2.1 Punctuated Evolution of Anthropogenic Emissions
The chain of events leading to increased E was initiated in the 16th century by a transition from wood to coal in the U.K. [Nef, 1977]. Such a transition to an abundant energy source fueled the industrial revolution during the 1800. However, anthropogenic emissions began to appreciably impact climate after the second industrial revolution [Mokyr, 1998], when new technological developments increased carbon emissions by many energy-intensive sectors (e.g., transportation [Fuglestvedt et al., 2008]). Emerging economies (mostly China and India [Le Quéré et al., 2013; Li et al., 2016]) soon followed a similar path with a delay of ∼60 years. This, together with an increasing exploitation of oil reserves (see Appendix S1, Supporting Information), partly explains the observed punctuated evolution in cc (Figure 1b) from 1950 onward.

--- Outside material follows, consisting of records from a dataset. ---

Issue #3444, opened 2025-08-26
[CausalLM] support gpt-oss-20b


EunjuYang:
- CausalLM needs to support gpt-oss-20b [[model](https://huggingface.co/openai/gpt-oss-20b)]

# WTD

- [x] gpt-oss-20b model conversion script @EunjuYang 
- [x] gpt-oss-20b causallm.h / cpp @EunjuYang [[78f1182](https://github.com/nnstreamer/nntrainer/pull/3452/commits/78f1182e465aa4e938a9e4e05cc2e446ab28ad20)]
- [x] update fc layer to support bias with activation type @EunjuYang [[547059b](https://github.com/nnstreamer/nntrainer/pull/3452/commits/547059bbb4265486119c81af51fac39cb676dc57)]
- [x] rope scaling should be applied @EunjuYang  [[779cfdc](https://github.com/nnstreamer/nntrainer/pull/3452/commits/779cfdce68a9fe426ec81c3777c40df80da55683)]
- [x] yarn ROPE should be implemented (x86 only) @EunjuYang  [[779cfdc](https://github.com/nnstreamer/nntrainer/pull/3452/commits/779cfdce68a9fe426ec81c3777c40df80da55683)]
- [x] yarn ROPE support for neon should be updated @EunjuYang [[02bf8d9](https://github.com/nnstreamer/nntrainer/pull/3452/commits/02bf8d925028396b222d454cf32cffef78b4427e)]
- [x] update MoE layer to support bias @EunjuYang [[920d101](https://github.com/nnstreamer/nntrainer/pull/3452/commits/920d101e8e48e55aa44a43ff6937d4573f7a79a4)]
- [x] update attention layer to support sink @skykongkong8 
- [x] add gpt-oss-specific MoE layer @EunjuYang [[920d101](https://github.com/nnstreamer/nntrainer/pull/3452/commits/920d101e8e48e55aa44a43ff6937d4573f7a79a4)]
- [x] swiglu with alpha should be added @EunjuYang [[8a7dec2](https://github.com/nnstreamer/nntrainer/pull/3452/commits/8a7dec23cb290bdf088bdbfa6d853b2b35361e58)]
- [x] fast clamp operation should be added
- [x] Convert gpt-oss-20b weight to FP32-Q4_0_Q4_0 format @EunjuYang 
- [x] Fix attention performance degradation
- [x] Fix FP16 enabled Android issue
- [x] Support FP16 swiglu with alpha @EunjuYang 

[...]

PR #3452, opened 2025-09-01
[Draft] Causallm/gpt oss 20b

EunjuYang:
## Dependency of the PR
#3444


nntrainer/tensor/cpu_backend/arm/neon_impl_fp16.cpp
```diff
@@ -1451,8 +1515,194 @@ void softmax_row_inplace(__fp16 *qk_out, size_t start_row, size_t end_row,
...
+  } else {
+    return softmax_row_inplace_with_fp16_sink(qk_out, start_row, end_row,
+                                              num_heads, sink);
+  }
+}
+
+// New function: softmax_row_inplace with __fp16 input and float sink
+static void softmax_row_inplace_with_fp32_sink(__fp16 *qk_out, size_t start_row,
+                                               size_t end_row, size_t num_heads,
+                                               float *sink) {
```
skykongkong8, line 1533: Like we discussed offline, this is redundant behavior in terms of latency. Let's rather inject half-precision sink instead from the layer level, although I understand everything like these can be resolved once we introduce half-precision activation flow... Nice try btw!👍

EunjuYang: Let me use `T*qk_out , ... , T*sink` instead of this. Thank you for the comment!

nntrainer/tensor/cpu_backend/arm/neon_impl.cpp
```diff
@@ -854,6 +854,29 @@ void swiglu(const unsigned int N, float *X, float *Y, float *Z) {
   }
 }
 
+void swiglu(const unsigned int N, float *X, float *Y, float *Z, float alpha) {
+  unsigned int i = 0;
+  float32x4_t alpha_vec = vmovq_n_f32(alpha);
+  float32x4_t neg_alpha_vec = vmovq_n_f32(-alpha);
+
```
skykongkong8: `alpha_vec` is never being used here

nntrainer/tensor/cpu_backend/arm/neon_impl.cpp
```diff
@@ -814,11 +814,33 @@ void transpose_matrix(const unsigned int M, const unsigned int N,
...
+      vst1q_f32(&sin_[j], sin_vals);
+    }
+    while (j < N_half) {
+      cos_[j] *= attention_scaling;
+      sin_[j] *= attention_scaling;
+      ++j;
+    }
+  }
+
+  // Copy values to second half (duplicate)
```
skykongkong8: There is a huge redundancy in this implementation.
Trigonometric values are being loaded/stored twice. Although I can fix this simply, not really sure how to integrate such fix in this PR

EunjuYang: Thank you for the comment! Sure. It should be fixed.
Let's use this draft like a branch. Please checkout this PR and make a draft. Then I'm gonna cherry-pick and test. Is it reasonable?

PR #3453, opened 2025-09-01
Cache built kernel binaries and load them on subsequent runs

### LINKED ISSUE #3427: OpenCL Program Build with Kernel Binary
**Workflow Overview:**

1. If the kernel binary is not found:  
   - Build the program using the source code.  
   - Save the kernel binary.

2. If kernel binary is found:  
   - Build the program using the binary.

**Clarifications:**

`ClContext::clCreateKernel()` selects whether to build the program with a binary or source code. (DONE)

- Building the program with source code: (DONE)  
- Saving the kernel binary: (WORK TO DO)

- Building the program with the binary: (DONE, but needs verification)

p-pokorski-samsung:
Closes #3427 

**Self-evaluation:**

## Dependency of the PR
None
### Summary

- When building a kernel, a hash will be taken of the kernel code and build options. Hash will be the binary's filename
- Upon context initialization, the program will look for a binary. If it is found, binary will be used to create program.
- This change should be immune to changes in code and command line options. Not to driver and device version for now.

A quick tests I did showed the time to complete `nntrainer:unittests / unittest_blas_kernels_cl` reduced from 6.5 seconds without cache to 0.17 seconds with cache (for me this test fails after first test case but context initializes correctly).

### DIFF
--- a/nntrainer/cl_context.cpp
+++ b/nntrainer/cl_context.cpp
@@ -25,6 +25,8 @@
 #include <swiglu_cl.h>
 #include <transpose_cl.h>
 
+#include <filesystem>
+
 #if defined(_WIN32)
 #include <windows.h>
 #endif
@@ -33,11 +35,41 @@ namespace nntrainer {
 
 std::mutex cl_factory_mutex;
 
+std::vector<std::byte> readBinaryFile(const std::string &path) {
+  // reading binary
+  std::ifstream fs(path, std::ios::binary | std::ios::in);
+
+  if (fs.good()) {
+    fs.seekg(0, std::ios::end);
+    size_t binary_size = fs.tellg();
+    fs.seekg(0, std::ios::beg);
+
+    std::vector<std::byte> data(binary_size);
+    fs.read(reinterpret_cast<char *>(data.data()), binary_size);
+    return data;
+  } else {
+    return {};
+  }
+}
+
+bool writeBinaryFile(const std::string &path,
+                     const std::vector<std::byte> &data) {
+  std::ofstream fs(path, std::ios::out | std::ios::binary);
+  if (!fs) {
+    ml_loge("Failed to open file for writing: %s", path.c_str());
+    return false;
+  }
+
+  fs.write(reinterpret_cast<const char *>(data.data()), data.size());
+  return true;
+}
+
 void ClContext::initialize() noexcept {
   try {
     if (!clInit()) {
       ml_loge("cl_context: opencl command queue creation failed");
     }
+    std::filesystem::create_directories(opencl::Program::DEFAULT_KERNEL_PATH);
 
     setMemAllocator(std::make_shared<MemAllocator>());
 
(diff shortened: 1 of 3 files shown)


nntrainer/cl_context.cpp
```diff
@@ -33,11 +35,41 @@ namespace nntrainer {
...
+  if (fs.good()) {
+    fs.seekg(0, std::ios::end);
+    size_t binary_size = fs.tellg();
+    fs.seekg(0, std::ios::beg);
+
+    std::vector<std::byte> data(binary_size);
+    fs.read(reinterpret_cast<char *>(data.data()), binary_size);
+    return data;
+  } else {
+    return {};
```
songgot, line 51: How about adding a log?

p-pokorski-samsung: Log is currently in the `else` path after `readBinaryFile` is called.

nntrainer/cl_context.cpp
```diff
@@ -219,45 +251,46 @@ bool ClContext::clCreateKernel(std::string &kernel_string,
...
+    if (result) {
+      auto binary = program.GetProgramBinary(
+        opencl::ContextManager::Global().GetDeviceId());
+
+      if (binary.empty()) {
+        ml_loge("Failed retrieving binary for kernel %s", kernel_name.c_str());
+        result = false;
+      } else {
+        result &= writeBinaryFile(binary_file_path, binary);
+      }
```
djeong20, line 285: I think we need to properly handle the error here when the result is false. When there's a kernel with syntax errors, it consistently tries to compile from the source. Let's throw an error when `CreateCLProgram` fails.

nntrainer/cl_context.cpp
```diff
@@ -219,45 +251,46 @@ bool ClContext::clCreateKernel(std::string &kernel_string,
...
-
-    if (!result) {
-      break;
+  opencl::Program program;
+
+  // reading binary
+  std::string binary_file_path =
+    opencl::Program::DEFAULT_KERNEL_PATH + "/" +
+    std::to_string(program.GetKernelHash(kernel_string, "")) + ".cl.bin";
+  auto binary_data = readBinaryFile(binary_file_path);
```
djeong20, line 260: It would be beneficial to provide an option that updates the existing binary. In some cases, the kernel may be updated, but the current configuration could continue to use the outdated version. Could we implement a check to verify whether the kernel string has been updated?

djeong20 (commented):
Please find below comments

nntrainer/cl_context.cpp
p-pokorski-samsung: Do you mean to throw an actual exception?
Or do you mean we should just cache some empty compilation result and not try to recompile?

Currently if `CreateCLProgram` fails the `GetProgramBinary` will not be called as `result` will be `false`.
Personally I'd love to see more exceptions being thrown as it would clean-up a lot of error handling where errors should anyway NOT be recoverable.

nntrainer/cl_context.cpp
p-pokorski-samsung: Yes, this is currently the case! If a kernel changes then `program.GetKernelHash` will return a different value.
`program.GetKernelHash` takes compilation options, kernel code and some default compilation options (inside `Program` class) and calculates the hash value. The hash value is used as a filename for binary. So if compilation options, kernel code change -> hash changes -> filename changes -> binary file not found -> recompilation.

Currently changes in hardware and driver version are not taken into account, but should be.

nntrainer/cl_context.cpp
djeong20: Yes, something like below

```C++
if (!result) {
  throw std::runtime_error(
    "Error: Failed to create OpenCL program " + kernel_name);
}
```

djeong20: + It would be nice to show what the problem is as follows.

https://github.com/nnstreamer/nntrainer/blob/bce948a22a57eab14524f6f856006585bcc3c9f0/nntrainer/opencl/opencl_program.cpp#L48-L51

djeong20: Let's not use `ml_loge` since it only logs the error message.

p-pokorski-samsung: I think it's a great idea. To take it a step further we could refactor all (or maybe not all) calls to OpenCL functions to throw  an exception in case of failure. 
For example:
`clCreateProgramWithSource` -> not recoverable in case of failure
`clCreateProgramWithBinary` -> not recoverable in case of failure

etc. But I'd leave it up to the next PR to make it consistent, what do you think?

nntrainer/cl_context.cpp
djeong20: Make sense! In that case, how is the outdated kernel binary deleted?

nntrainer/cl_context.cpp
djeong20: Sounds good :)

nntrainer/cl_context.cpp
p-pokorski-samsung: > Make sense! In that case, how is the outdated kernel binary deleted?

Currently it's only deleted by a rebuild. Maybe it is a little wasteful but in the production setting the kernels will not change too often and binaries themselves are not that big - several kB max.

Also I didn't have a good idea how to implement this nicely - we'd need to have some kind of cache registry to monitor "current cache" and purge anything not in "current cache". This would require some implementation and testing.

djeong20 (approved):
Awesome job! Let's move forward with the next phase of the work.

nntrainer/cl_context.cpp
songgot: Thank you.

jijoongmoon (approved):
LGTM

PR #3456, opened 2025-09-03
[layer] enable fp16 dtype for input tensor

lhs8928:
- Enable fp16 data type for input tensor of input & embedding layer

### DIFF
--- a/nntrainer/layers/layer_node.h
+++ b/nntrainer/layers/layer_node.h
@@ -1048,7 +1048,8 @@ properties in the context/graph unless intended. */
                std::vector<props::InputConnection>,
                std::vector<props::InputShape>, props::SharedFrom,
                props::ClipGradByGlobalNorm, props::Packed, props::WeightDtype,
-               props::LossScaleForMixed, props::ComputeEngine>;
+               props::LossScaleForMixed, props::ComputeEngine,
+               props::InputTensorDataType>;
 
   using RealizationPropsType = std::tuple<props::Flatten, props::Activation>;
   /** these realization properties results in addition of new layers, hence
--- a/nntrainer/utils/base_properties.h
+++ b/nntrainer/utils/base_properties.h
@@ -707,6 +707,17 @@ struct TensorTypeInfo {
 namespace props {
 
 /**
+ * @brief Input Data Type Enumeration Information
+ *  This property is differentiated with TensorDataType in that it doesn't have
+ *  default value
+ */
+class InputTensorDataType final : public EnumProperty<TensorDataTypeInfo> {
+public:
+  using prop_tag = enum_class_prop_tag;
+  static constexpr const char *key = "input_dtype";
+};
+
+/**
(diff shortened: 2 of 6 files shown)


nntrainer/layers/layer_node.h
```diff
@@ -1048,7 +1048,8 @@ properties in the context/graph unless intended. */
                std::vector<props::InputConnection>,
                std::vector<props::InputShape>, props::SharedFrom,
                props::ClipGradByGlobalNorm, props::Packed, props::WeightDtype,
-               props::LossScaleForMixed, props::ComputeEngine>;
+               props::LossScaleForMixed, props::ComputeEngine,
+               props::InputTensorDataType>;
```
jijoongmoon, line 1052: I think we can use the InputShape property to set the Tensor Data Type. 
InputShape property is from the GenericShape and GenericShape is from Property<TensorDim>. 
As you can see, TensorDim class has TensorDataType.

api/ccapi/include/tensor_dim.h
```diff
@@ -39,6 +40,14 @@ namespace train {
  */
 class TensorDim {
 public:
+#ifdef ENABLE_FP16
+  using IO_TensorType = std::variant<float *, uint32_t *, uint16_t *, uint8_t *,
+                                     int16_t *, int8_t *, _FP16 *>;
+#else
+  using IO_TensorType = std::variant<float *, uint32_t *, uint16_t *, uint8_t *,
+                                     int16_t *, int8_t *>;
+#endif
```
djeong20, line 49: Just a heads up: the `_FP16` type can be represented as `uint16_t` on Windows. Please note that this feature is still a work in progress.

nntrainer/layers/layer_node.h
lhs8928: As you described we can use the input shape property to set input tensor data type.
But in this case we need to specify all the input tensor even this data type is identical with model activation data type.
Let me explain why.
Currently in layer node we get the input shape and set the data type with model activation data type.
The way I thought was set the input tensor data type with model activation data type if input data type is not provided. In this way we only need to specify the data type only when the input tensor type differs form the model activation type.
But if we are going to use input shape property to set input tensor data type then we need to specify all the input tensor data type.
So these are the differences, please let me know which one is better then I will do that way.

nntrainer/utils/base_properties.h
```diff
@@ -706,6 +706,17 @@ struct TensorTypeInfo {
...
 
+/**
+ * @brief Input Data Type Enumeration Information
+ *  This property is differentiated with TensorDataType in that it doesn't have
+ *  default value
+ */
+class InputTensorDataType final : public EnumProperty<TensorDataTypeInfo> {
+public:
+  using prop_tag = enum_class_prop_tag;
+  static constexpr const char *key = "input_dtype";
```
EunjuYang, line 717: How about setting 'FP32' as the default value for backward compatibility?

PR #3417, opened 2025-08-18
[Build] support opencl disablement in Android

EunjuYang:
## Commits to be reviewed in this PR

<details><summary>[Build] fix android build to support opencl disablement</summary><br />

- Fix #3416
- This patch updates build script for Android (ggml-related script)
- This patch updates meson build and Android mk files to support enable-opencl=false option

**Self evaluation:**
1. Build test: [X]Passed [ ]Failed [ ]Skipped
2. Run test: [X]Passed [ ]Failed [ ]Skipped

Signed-off-by: Eunju Yang <ej.yang@samsung.com>
</details>

### Summary

- Fix #3416
- This patch updates build script for Android (ggml-related script)
- This patch updates meson build and Android mk files to support enable-opencl=false option
- One can do the android build with `./tools/package_android.sh -Denable-opencl=true / false`

Signed-off-by: Eunju Yang <ej.yang@samsung.com>

PR #3457, opened 2025-09-04
Enable OpenCL Support on Android and Resolve Issues

djeong20:
This PR addresses issue #3417 by enabling OpenCL support on Android, which was previously disabled.

This patch verifies build arguments for android_test and ensures OpenCL libraries are correctly built and included.

**Self-evaluation:**


test/jni/meson.build
djeong20, line 1: The meson.build file is unused since we rely on ndk-build, so it is being removed.

songgot (approved):
LGTM 👍

PR #3468, opened 2025-09-09
Add Fp16 support on windows (depends on #3429)

gkisalapl:
This PR make possible to perform windows build with FP16
    enabled, uint16_t is used as FP16 storage only type


gkisalapl:
Changes moved to #3498

PR #3477, opened 2025-09-12
Restricting OpenCL Context Usage When Unavailable

djeong20:
This PR addresses issues where the OpenCL context only considered scenarios in which OpenCL was available.
As a result, there was no proper handling of cases where OpenCL was not available.
This patch now restricts the use of the OpenCL context accordingly.
Please note that additional work may still be required.

**Self-evaluation:**

### DIFF
--- a/nntrainer/cl_context.h
+++ b/nntrainer/cl_context.h
@@ -289,6 +289,11 @@ private:
 
     // getContext() called inside createCommandQueue which creates clContext
     bool result = command_queue_inst_.CreateCommandQueue();
+
+    // Return false when creating command queue fails
+    if (!result)
+      return result;
+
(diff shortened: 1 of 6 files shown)


nntrainer/cl_context.h
```diff
@@ -289,6 +289,11 @@ class ClContext : public Context, public Singleton<ClContext> {
 
     // getContext() called inside createCommandQueue which creates clContext
     bool result = command_queue_inst_.CreateCommandQueue();
+
+    // Return false when creating command queue fails
+    if (!result)
+      return result;
```
songgot, line 295: How about adding a log?
```
ml_loge("opencl command queue creation failed");
```

PR #3479, opened 2025-09-12
[tflite] Set disabling tflite as the default option

baek2sm:
I think there's no need to have tflite dependency
as the default option, so I disabled it.

**Self evaluation:**


songgot (approved):
LGTM

PR #3481, opened 2025-09-15
[LLM] Update MoE cache policy

DonghakPark:
## Dependency of the PR

*No external dependencies introduced in this PR.*

<details><summary>4de43dbd324c582a1db77c3502a279a3255710bc</summary><br />

[FSU][GPT] Update Cache Policy & run Parallel

Update Cache Policy & run Parallel
- update topk policy at expert cache
- run activate & deactivate parallel
 
**Self evaluation:**

</details>

<details><summary>52fc0f1569fb2c11984a7ab165d4848d8ae9a244</summary><br />

[FSU][Qwem] Update Cache Policy & run parallel

Update Cache Policy & run Parallel
- update topk policy at expert cache
- run activate & deactivate parallel

**Self evaluation:**

</details>

### Summary

- Added extra Top‑K handling and mutex‑protected LRU cache updates to improve cache hit rate and thread‑safety for GPT MoE layer.
- Refactored GPT & Qwen MoE layer with similar extra Top‑K logic, dynamic scheduling, and synchronized cache eviction, resulting in better parallel performance.

### Qwen 30B
--- 

#### Before
```
=================[ LLM with NNTrainer ]===================
prefill: 33 tokens, 1206 ms, 27.3632 TPS
generation: 487 tokens, 54409 ms, 8.95073 TPS
==========================================================
Max Resident Set Size: 5495144 KB
```
#### After | Extra TopK = 5 | Cache Size = 32
``` 
=================[ LLM with NNTrainer ]===================
prefill: 33 tokens, 1123 ms, 29.3856 TPS
generation: 487 tokens, 45918 ms, 10.6059 TPS
==========================================================
Max Resident Set Size: 5357796 KB
``` 
### GPT OSS 20B
---

#### Before
```
=================[ LLM with NNTrainer ]===================
prefill: 78 tokens, 6101 ms, 12.7848 TPS
generation: 1024 tokens, 132296 ms, 7.74022 TPS
==========================================================
Max Resident Set Size: 6712968 KB
```
#### After | Extra TopK = 3 | Cache Size = 8
```
=================[ LLM with NNTrainer ]===================
prefill: 78 tokens, 3676 ms, 21.2187 TPS
generation: 1024 tokens, 117344 ms, 8.72648 TPS
==========================================================
Max Resident Set Size: 6458396 KB
```

### DIFF
--- a/Applications/CausalLM/layers/gpt_oss_moe_layer_cached.cpp
+++ b/Applications/CausalLM/layers/gpt_oss_moe_layer_cached.cpp
@@ -250,7 +250,6 @@ void CachedSlimGptOssMoELayer::incremental_forwarding(
     input.dot(gate_weights, router_logits);
     router_logits.apply(nntrainer::ActiFunc::softmax<float>, router_logits);
 
-
     // get extra topK
     auto extra_topk_result = router_logits.topK(topk + 3);
     auto extra_topk_values = std::get<0>(extra_topk_result);
@@ -260,8 +259,8 @@ void CachedSlimGptOssMoELayer::incremental_forwarding(
     const uint32_t *extra_indices_data = extra_topk_indices.getData<uint32_t>();
 
     // get extra topk
-    for (int i = 0; i < static_cast<int>(total_tokens); ++i) {
-      for (int k = topk; k < static_cast<int>(topk + 3); ++k) {
+    for (int i = static_cast<int>(total_tokens) - 1; i >= 0; --i) {
+      for (int k = 0; k < static_cast<int>(topk + 3); ++k) {
         unsigned expert_idx = extra_indices_data[i * topk + k];
         extra_top_k.push_back(expert_idx);
       }
@@ -353,11 +352,6 @@ void CachedSlimGptOssMoELayer::incremental_forwarding(
 #endif
         {
           std::lock_guard<std::mutex> lock(cache_mutex);
-          if (iteration_map.find(expert_idx) != iteration_map.end()) {
-            loaded_expert_deque.erase(iteration_map[expert_idx]);
-            loaded_expert_deque.push_back(expert_idx);
-            iteration_map[expert_idx] = --loaded_expert_deque.end();
-          }
           hit_count += 1;
         }
 
--- a/Applications/CausalLM/layers/qwen_moe_layer_cached.cpp
+++ b/Applications/CausalLM/layers/qwen_moe_layer_cached.cpp
@@ -328,8 +328,8 @@ void CachedSlimMoELayer::incremental_forwarding(
     const uint32_t *extra_indices_data = extra_topk_indices.getData<uint32_t>();
 
     // get extra topk
-    for (int i = 0; i < static_cast<int>(total_tokens); ++i) {
-      for (int k = topk; k < static_cast<int>(topk + 5); ++k) {
+    for (int i = static_cast<int>(total_tokens) - 1; i >= 0; --i) {
+      for (int k = 0; k < static_cast<int>(topk + 5); ++k) {
         unsigned expert_idx = extra_indices_data[i * topk + k];
         extra_top_k.push_back(expert_idx);
       }
@@ -414,11 +414,6 @@ void CachedSlimMoELayer::incremental_forwarding(
 #endif
         {
           std::lock_guard<std::mutex> lock(cache_mutex);
-          if (iteration_map.find(expert_idx) != iteration_map.end()) {
-            loaded_expert_deque.erase(iteration_map[expert_idx]);
-            loaded_expert_deque.push_back(expert_idx);
-            iteration_map[expert_idx] = --loaded_expert_deque.end();
-          }
           hit_count += 1;
         }
 


Applications/CausalLM/layers/gpt_oss_moe_layer_cached.cpp
```diff
@@ -249,6 +249,24 @@ void CachedSlimGptOssMoELayer::incremental_forwarding(
...
+    for (int i = 0; i < static_cast<int>(total_tokens); ++i) {
+      for (int k = topk; k < static_cast<int>(topk + 3); ++k) {
+        unsigned expert_idx = extra_indices_data[i * topk + k];
+        extra_top_k.push_back(expert_idx);
+      }
+    }
+
     auto topk_result = router_logits.topK(topk);
     auto topk_values = std::get<0>(topk_result);
     auto topk_indices = std::get<1>(topk_result);
```
EunjuYang, line 271: Instead of calling `topK()` again, how about reusing the `extra_topk_values` and `extra_topk_indices` with a shared tensor?

Applications/CausalLM/layers/gpt_oss_moe_layer_cached.cpp
```diff
@@ -249,6 +249,24 @@ void CachedSlimGptOssMoELayer::incremental_forwarding(
...
+    // get extra topK
+    auto extra_topk_result = router_logits.topK(topk + 3);
+    auto extra_topk_values = std::get<0>(extra_topk_result);
+    auto extra_topk_indices = std::get<1>(extra_topk_result);
+    std::deque<int> extra_top_k = {};
+    extra_topk_values.divide_i(extra_topk_values.sum(3));
+    const uint32_t *extra_indices_data = extra_topk_indices.getData<uint32_t>();
+
+    // get extra topk
+    for (int i = 0; i < static_cast<int>(total_tokens); ++i) {
```
EunjuYang: As far as I understood, you put higher priority to the first element of `extra_top_k`. (This patch updates `loaded_expert_dequeue` in reverse order of `extra_top_k`) If so, the order must be reversed. (lateset token's expert should have higher priority)
```suggestion
    for (int i = static_cast<int>(total_tokens) - 1; i >= 0; --i) {
```

Applications/CausalLM/layers/gpt_oss_moe_layer_cached.cpp
```diff
@@ -287,103 +306,107 @@ void CachedSlimGptOssMoELayer::incremental_forwarding(
...
+        context.getWeight(expert_down_bias_indices[expert_idx]).activate();
 
-    auto t1_miss = high_resolution_clock::now();
+        {
+          std::lock_guard<std::mutex> lock(cache_mutex);
+          loaded_expert_deque.push_back(expert_idx);
+          iteration_map[expert_idx] = --loaded_expert_deque.end();
+          need_load[expert_idx] = false;
+          miss_count += 1;
+        }
```
EunjuYang, line 335: If these are added to the deque before extra experts are included, the priority of these actually used experts will decrease. Why don't we update the cache all at once? Additionally, if we update the cache using multi-threading, the order might not be preserved as intended.

Applications/CausalLM/layers/gpt_oss_moe_layer_cached.cpp
EunjuYang: I think we don't need to separate `topk_values` and `extra_topk_values`.
What do you think?

Applications/CausalLM/layers/gpt_oss_moe_layer_cached.cpp
```diff
@@ -270,6 +288,7 @@ void CachedSlimGptOssMoELayer::incremental_forwarding(
 
     // Parallel processing for multiple tokens with many active experts
     std::vector<nntrainer::Tensor> expert_outputs(num_experts);
+#pragma omp parallel for schedule(static)
```
skykongkong8, line 290: I think we should look for other layers for the same idea too.
If tensor init declaration is taking too long, unnecessary amount of latency overhead might have been leaking from somewhere else. We were only focused on only GEMM so far, there might be more things like this. (I inspected with simpleperf and vtune though..)

Applications/CausalLM/layers/gpt_oss_moe_layer_cached.cpp
DonghakPark: That's right!!

Applications/CausalLM/layers/gpt_oss_moe_layer_cached.cpp
DonghakPark: That's right, I was thinking the same thing too.
But when I tried getting the topK + a, saved just the indices, and then calculated the rest up to the topK, the answer didn't come out right.
It seems like when i fetch the values or indices, it uses the tensor exactly as it is. 

Do you know why that might be happening?

EunjuYang: Could you share what you've tried?

Applications/CausalLM/layers/gpt_oss_moe_layer_cached.cpp
DonghakPark: Good Point! i will fix this

EunjuYang (approved):
LGTM.
I checked it works and its speedup is valid. Let's optimize further later :) Good work👍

The description of such punctuated evolution of the human-energy-climate system starts by noting that the diffusion of innovations, that is, the fraction of population using a new technology, can be described by a logistic model [Swan, 1973]. In turn, the global average of per capita CO2 emissions varies proportionally to the number of individuals with access to carbon-emitting technologies. Hence, a logistic dynamics for cc can be expressed as dcc(t)/dt = rccc(t)[Kc − cc(t)], where rc is a technology diffusion rate and Kc is a long-term per capita emission capacity representing the ability of an “average individual” to access energy resources that contribute to E. At the global level, adoption of new technologies exhibits a delay τc [Fanelli and Maddalena, 2012] associated with the time required for the formulation and implementation of policies, for infrastructure construction, for overcoming the resiliency of competing sectors (e.g., fossil fuel industry against renewable energies [Showstack, 2016]), and for bridging technological gaps among countries. The introduction of new energy production technologies thus contributes to continually changing the asymptotic value Kc leading to a punctuated evolution of cc. Such delayed dynamics can be described by a time-delay capacity Kc(t − τc) that links the current Kc to the history of technological development at t − τc. The Kc(t − τc) may be an increasing function, if the spreading of new technologies promotes CO2 emissions (as in the case of coal and oil use being progressively adopted globally in the 19th and 20th centuries), or a decreasing one, if the technologies being introduced can be generically labeled as “green.”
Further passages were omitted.